Search the data for the string "seems" and extract every line where it appears.
=== Section Start ===
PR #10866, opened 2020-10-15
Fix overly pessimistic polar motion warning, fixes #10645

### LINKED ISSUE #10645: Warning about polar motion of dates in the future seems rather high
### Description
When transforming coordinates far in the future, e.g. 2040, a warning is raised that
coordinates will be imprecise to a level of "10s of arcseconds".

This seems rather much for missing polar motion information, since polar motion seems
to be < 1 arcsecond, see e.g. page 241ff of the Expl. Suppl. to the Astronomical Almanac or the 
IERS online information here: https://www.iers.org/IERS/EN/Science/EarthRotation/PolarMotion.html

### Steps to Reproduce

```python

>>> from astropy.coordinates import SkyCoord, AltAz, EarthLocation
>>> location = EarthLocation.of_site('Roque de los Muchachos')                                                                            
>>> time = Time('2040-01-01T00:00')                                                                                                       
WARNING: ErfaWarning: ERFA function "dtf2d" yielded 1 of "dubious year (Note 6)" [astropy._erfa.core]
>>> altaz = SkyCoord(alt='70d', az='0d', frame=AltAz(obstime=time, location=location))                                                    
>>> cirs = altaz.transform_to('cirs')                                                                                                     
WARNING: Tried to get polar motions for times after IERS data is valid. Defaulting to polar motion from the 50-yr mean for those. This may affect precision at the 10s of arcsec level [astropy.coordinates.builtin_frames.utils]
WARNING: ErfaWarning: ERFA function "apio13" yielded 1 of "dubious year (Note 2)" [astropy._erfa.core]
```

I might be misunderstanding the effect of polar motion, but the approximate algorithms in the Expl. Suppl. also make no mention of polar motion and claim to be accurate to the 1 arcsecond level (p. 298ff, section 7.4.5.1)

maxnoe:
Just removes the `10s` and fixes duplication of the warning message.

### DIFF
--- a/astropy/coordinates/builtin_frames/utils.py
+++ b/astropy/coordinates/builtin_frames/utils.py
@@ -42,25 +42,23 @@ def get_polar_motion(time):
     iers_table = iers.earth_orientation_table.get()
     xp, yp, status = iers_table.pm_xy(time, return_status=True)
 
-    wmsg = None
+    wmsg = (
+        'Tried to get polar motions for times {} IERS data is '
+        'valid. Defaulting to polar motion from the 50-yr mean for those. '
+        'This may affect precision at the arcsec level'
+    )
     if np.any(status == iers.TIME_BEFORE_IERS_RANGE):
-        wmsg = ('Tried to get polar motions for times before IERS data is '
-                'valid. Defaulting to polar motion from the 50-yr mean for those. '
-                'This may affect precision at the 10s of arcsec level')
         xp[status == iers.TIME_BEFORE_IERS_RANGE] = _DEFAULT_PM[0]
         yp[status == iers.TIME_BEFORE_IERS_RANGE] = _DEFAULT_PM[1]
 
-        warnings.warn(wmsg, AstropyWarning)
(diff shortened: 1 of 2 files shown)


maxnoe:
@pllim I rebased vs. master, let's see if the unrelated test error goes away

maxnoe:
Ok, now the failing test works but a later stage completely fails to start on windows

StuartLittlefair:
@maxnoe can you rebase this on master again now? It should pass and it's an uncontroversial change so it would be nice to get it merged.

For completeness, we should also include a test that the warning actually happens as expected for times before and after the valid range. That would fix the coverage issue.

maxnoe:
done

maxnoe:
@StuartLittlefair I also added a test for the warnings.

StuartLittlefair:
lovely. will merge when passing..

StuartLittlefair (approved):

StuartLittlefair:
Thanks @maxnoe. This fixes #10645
=== Section End ===
=== Section Start ===
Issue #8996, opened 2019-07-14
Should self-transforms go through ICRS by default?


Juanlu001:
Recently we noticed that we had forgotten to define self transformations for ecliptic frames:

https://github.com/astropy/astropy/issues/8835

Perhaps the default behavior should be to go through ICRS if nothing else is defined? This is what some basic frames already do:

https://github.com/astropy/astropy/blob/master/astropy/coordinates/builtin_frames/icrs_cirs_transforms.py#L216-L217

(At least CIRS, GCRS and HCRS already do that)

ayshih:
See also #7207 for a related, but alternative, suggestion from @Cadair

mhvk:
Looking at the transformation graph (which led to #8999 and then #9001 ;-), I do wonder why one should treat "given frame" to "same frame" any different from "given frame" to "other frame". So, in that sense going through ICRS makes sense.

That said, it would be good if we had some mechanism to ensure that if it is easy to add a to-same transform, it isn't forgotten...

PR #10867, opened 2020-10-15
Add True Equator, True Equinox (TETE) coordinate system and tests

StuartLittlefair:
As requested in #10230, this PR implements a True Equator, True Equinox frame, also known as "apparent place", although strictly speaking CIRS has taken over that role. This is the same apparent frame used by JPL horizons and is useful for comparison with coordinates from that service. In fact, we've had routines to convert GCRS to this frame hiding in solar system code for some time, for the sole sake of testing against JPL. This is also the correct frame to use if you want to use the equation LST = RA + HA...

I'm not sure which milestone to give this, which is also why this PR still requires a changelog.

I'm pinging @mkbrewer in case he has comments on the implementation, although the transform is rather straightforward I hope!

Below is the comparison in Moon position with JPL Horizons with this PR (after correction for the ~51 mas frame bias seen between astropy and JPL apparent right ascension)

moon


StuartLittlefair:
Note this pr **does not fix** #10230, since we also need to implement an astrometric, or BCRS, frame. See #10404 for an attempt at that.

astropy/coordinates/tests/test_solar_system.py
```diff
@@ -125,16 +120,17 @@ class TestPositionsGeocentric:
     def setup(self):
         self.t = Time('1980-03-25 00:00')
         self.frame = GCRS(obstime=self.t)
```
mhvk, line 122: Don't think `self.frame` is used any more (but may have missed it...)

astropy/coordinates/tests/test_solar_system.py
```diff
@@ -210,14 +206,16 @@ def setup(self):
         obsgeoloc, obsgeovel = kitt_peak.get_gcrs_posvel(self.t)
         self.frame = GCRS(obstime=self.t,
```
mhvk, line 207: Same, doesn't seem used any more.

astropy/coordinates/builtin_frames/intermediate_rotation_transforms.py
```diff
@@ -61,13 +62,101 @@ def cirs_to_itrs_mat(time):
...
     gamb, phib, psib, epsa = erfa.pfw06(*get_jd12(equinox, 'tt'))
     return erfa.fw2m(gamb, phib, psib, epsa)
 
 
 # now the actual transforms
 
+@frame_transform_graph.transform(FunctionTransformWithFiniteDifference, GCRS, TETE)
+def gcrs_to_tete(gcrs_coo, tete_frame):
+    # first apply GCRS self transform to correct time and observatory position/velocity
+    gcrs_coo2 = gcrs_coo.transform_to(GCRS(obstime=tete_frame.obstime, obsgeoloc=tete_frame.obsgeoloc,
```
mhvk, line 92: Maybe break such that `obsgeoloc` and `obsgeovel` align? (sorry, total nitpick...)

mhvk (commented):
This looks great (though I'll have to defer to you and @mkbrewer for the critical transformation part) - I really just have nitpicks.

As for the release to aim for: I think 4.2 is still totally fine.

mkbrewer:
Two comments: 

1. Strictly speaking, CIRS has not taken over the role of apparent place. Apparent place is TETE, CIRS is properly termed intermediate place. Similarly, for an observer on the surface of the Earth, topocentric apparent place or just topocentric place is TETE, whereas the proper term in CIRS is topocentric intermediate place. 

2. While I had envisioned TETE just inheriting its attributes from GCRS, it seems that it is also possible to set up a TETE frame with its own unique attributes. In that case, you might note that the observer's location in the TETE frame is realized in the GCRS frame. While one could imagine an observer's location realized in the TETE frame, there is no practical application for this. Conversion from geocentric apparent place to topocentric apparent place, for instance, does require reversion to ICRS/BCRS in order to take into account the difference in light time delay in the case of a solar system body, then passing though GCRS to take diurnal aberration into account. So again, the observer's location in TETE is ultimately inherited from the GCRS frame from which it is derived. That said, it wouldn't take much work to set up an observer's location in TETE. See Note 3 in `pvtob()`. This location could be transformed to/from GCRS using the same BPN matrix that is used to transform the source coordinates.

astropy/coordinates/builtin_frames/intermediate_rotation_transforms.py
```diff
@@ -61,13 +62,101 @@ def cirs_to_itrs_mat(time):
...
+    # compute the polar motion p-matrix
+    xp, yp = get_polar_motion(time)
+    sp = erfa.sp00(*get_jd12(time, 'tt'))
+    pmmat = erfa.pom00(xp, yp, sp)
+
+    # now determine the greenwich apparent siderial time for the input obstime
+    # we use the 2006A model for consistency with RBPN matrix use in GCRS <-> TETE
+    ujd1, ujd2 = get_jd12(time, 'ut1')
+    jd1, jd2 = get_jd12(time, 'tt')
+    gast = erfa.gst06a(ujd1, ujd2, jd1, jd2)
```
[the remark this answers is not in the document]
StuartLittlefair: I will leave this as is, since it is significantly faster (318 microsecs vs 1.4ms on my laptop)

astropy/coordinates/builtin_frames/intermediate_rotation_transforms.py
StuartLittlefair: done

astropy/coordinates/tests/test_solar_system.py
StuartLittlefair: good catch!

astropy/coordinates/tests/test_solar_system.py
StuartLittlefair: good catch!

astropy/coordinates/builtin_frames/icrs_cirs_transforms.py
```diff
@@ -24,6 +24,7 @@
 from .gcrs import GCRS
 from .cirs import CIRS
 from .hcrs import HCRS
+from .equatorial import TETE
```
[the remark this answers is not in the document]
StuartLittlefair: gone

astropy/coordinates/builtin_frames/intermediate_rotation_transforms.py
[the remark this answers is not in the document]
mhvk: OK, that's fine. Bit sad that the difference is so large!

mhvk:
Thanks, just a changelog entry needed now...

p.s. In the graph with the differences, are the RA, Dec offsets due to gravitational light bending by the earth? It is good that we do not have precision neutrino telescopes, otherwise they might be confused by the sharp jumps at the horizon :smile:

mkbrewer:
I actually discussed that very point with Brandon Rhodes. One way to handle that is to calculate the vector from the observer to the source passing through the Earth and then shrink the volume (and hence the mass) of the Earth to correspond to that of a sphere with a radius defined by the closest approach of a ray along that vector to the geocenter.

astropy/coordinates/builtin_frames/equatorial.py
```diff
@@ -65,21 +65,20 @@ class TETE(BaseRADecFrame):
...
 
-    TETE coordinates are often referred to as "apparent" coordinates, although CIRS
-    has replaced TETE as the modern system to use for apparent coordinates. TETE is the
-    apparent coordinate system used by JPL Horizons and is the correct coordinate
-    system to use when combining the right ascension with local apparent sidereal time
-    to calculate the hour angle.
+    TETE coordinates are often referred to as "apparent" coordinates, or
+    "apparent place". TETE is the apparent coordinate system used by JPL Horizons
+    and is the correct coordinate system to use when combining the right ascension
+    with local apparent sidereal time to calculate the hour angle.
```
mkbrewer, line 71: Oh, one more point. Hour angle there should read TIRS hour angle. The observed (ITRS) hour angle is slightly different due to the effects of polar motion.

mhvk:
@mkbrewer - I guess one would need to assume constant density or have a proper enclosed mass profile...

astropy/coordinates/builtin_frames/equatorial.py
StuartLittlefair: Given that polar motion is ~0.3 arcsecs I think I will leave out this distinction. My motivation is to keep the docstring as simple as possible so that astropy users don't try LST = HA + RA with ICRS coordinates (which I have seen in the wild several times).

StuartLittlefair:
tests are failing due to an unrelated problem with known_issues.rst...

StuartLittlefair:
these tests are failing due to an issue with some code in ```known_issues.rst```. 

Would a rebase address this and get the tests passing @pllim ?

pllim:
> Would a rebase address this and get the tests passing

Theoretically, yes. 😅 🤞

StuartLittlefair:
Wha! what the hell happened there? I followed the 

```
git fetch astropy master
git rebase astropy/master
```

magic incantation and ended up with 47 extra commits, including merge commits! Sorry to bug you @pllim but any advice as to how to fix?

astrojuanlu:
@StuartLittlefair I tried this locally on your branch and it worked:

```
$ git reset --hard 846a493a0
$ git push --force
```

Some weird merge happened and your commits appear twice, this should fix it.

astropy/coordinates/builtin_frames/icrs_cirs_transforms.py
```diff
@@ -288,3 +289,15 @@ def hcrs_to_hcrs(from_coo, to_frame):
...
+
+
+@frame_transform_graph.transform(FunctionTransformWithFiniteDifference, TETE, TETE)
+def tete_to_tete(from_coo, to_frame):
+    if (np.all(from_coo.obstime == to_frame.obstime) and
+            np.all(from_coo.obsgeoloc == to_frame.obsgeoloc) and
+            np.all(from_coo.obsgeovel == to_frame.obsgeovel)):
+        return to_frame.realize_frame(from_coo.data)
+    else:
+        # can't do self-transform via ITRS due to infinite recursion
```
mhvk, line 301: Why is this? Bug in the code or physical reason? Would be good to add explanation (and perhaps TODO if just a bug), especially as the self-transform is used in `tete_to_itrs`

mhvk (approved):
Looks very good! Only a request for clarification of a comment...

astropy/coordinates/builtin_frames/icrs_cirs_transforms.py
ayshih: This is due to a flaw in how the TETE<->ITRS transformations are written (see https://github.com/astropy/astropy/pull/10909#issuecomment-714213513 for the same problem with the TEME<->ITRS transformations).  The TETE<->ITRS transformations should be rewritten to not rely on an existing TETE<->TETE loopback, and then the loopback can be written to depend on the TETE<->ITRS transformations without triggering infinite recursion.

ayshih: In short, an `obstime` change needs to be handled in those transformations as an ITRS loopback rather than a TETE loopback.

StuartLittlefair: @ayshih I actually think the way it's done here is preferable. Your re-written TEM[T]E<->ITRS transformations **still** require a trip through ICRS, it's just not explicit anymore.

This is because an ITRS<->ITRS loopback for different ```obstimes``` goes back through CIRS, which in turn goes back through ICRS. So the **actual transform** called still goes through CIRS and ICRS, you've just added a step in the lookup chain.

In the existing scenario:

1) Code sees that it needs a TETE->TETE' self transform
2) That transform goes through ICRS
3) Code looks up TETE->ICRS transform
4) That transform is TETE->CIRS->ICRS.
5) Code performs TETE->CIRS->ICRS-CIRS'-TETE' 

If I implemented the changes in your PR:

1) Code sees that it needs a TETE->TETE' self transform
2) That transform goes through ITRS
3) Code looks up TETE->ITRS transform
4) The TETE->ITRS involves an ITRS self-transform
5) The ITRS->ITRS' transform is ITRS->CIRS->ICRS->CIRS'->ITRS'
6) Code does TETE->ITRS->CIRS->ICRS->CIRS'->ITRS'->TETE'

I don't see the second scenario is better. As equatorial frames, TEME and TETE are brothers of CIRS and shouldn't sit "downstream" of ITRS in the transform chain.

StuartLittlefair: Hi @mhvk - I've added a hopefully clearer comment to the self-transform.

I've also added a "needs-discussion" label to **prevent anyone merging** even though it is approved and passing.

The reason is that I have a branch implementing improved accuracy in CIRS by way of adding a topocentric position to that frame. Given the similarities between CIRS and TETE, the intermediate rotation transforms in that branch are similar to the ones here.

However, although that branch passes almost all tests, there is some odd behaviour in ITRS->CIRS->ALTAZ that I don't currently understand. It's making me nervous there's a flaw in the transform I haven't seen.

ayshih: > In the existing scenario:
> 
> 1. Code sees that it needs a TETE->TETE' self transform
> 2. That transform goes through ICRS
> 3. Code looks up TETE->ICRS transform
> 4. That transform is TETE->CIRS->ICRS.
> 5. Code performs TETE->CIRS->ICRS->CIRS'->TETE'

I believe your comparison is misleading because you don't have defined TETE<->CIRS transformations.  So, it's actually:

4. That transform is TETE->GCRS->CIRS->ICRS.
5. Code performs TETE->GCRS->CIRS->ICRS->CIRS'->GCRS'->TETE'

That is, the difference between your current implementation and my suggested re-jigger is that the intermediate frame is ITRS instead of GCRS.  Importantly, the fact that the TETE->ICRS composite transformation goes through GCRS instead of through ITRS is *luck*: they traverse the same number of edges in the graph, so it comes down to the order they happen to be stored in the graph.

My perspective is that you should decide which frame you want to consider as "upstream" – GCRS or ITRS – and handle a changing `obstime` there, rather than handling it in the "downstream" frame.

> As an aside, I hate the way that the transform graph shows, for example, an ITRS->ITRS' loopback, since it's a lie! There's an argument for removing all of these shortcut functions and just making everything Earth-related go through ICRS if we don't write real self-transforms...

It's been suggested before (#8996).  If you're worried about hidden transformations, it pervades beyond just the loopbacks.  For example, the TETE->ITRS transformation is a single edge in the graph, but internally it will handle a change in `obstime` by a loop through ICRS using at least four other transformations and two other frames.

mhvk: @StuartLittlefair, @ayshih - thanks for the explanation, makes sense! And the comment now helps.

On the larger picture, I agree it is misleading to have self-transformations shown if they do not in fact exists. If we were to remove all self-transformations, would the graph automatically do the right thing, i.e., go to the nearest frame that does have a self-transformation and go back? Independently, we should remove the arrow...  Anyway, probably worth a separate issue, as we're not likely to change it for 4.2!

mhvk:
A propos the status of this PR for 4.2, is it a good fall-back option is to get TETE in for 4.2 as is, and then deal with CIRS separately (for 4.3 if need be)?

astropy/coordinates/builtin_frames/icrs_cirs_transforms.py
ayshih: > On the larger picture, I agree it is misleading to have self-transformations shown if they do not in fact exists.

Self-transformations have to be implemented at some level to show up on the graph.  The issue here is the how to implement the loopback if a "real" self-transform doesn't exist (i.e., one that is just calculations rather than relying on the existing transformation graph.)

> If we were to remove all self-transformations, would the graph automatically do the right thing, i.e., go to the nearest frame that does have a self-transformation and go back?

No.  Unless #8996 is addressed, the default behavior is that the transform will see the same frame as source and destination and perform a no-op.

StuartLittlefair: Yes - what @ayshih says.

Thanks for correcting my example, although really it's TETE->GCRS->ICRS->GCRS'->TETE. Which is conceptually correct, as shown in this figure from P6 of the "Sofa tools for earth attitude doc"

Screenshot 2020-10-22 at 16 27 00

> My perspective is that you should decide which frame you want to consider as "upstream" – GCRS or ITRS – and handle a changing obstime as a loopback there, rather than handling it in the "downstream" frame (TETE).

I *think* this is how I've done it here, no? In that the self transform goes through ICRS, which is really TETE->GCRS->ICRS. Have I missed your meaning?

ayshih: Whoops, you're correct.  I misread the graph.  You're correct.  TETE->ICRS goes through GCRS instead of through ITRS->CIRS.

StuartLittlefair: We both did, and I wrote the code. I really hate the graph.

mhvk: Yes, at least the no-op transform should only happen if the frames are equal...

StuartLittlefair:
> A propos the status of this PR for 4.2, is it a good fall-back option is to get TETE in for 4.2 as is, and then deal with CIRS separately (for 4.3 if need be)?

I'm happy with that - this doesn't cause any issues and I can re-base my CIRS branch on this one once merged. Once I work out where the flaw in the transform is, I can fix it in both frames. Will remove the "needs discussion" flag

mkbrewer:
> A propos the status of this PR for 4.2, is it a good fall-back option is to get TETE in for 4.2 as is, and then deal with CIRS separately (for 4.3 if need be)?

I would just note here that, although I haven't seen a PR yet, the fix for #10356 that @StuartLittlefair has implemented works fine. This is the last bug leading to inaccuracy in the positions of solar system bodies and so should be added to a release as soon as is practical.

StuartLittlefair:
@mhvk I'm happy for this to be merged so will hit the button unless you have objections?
=== Section End ===
THE ANSWER:
### LINKED ISSUE #10645: Warning about polar motion of dates in the future seems rather high
This seems rather much for missing polar motion information, since polar motion seems
2. While I had envisioned TETE just inheriting its attributes from GCRS, it seems that it is also possible to set up a TETE frame with its own unique attributes. In that case, you might note that the observer's location in the TETE frame is realized in the GCRS frame. While one could imagine an observer's location realized in the TETE frame, there is no practical application for this. Conversion from geocentric apparent place to topocentric apparent place, for instance, does require reversion to ICRS/BCRS in order to take into account the difference in light time delay in the case of a solar system body, then passing though GCRS to take diurnal aberration into account. So again, the observer's location in TETE is ultimately inherited from the GCRS frame from which it is derived. That said, it wouldn't take much work to set up an observer's location in TETE. See Note 3 in `pvtob()`. This location could be transformed to/from GCRS using the same BPN matrix that is used to transform the source coordinates.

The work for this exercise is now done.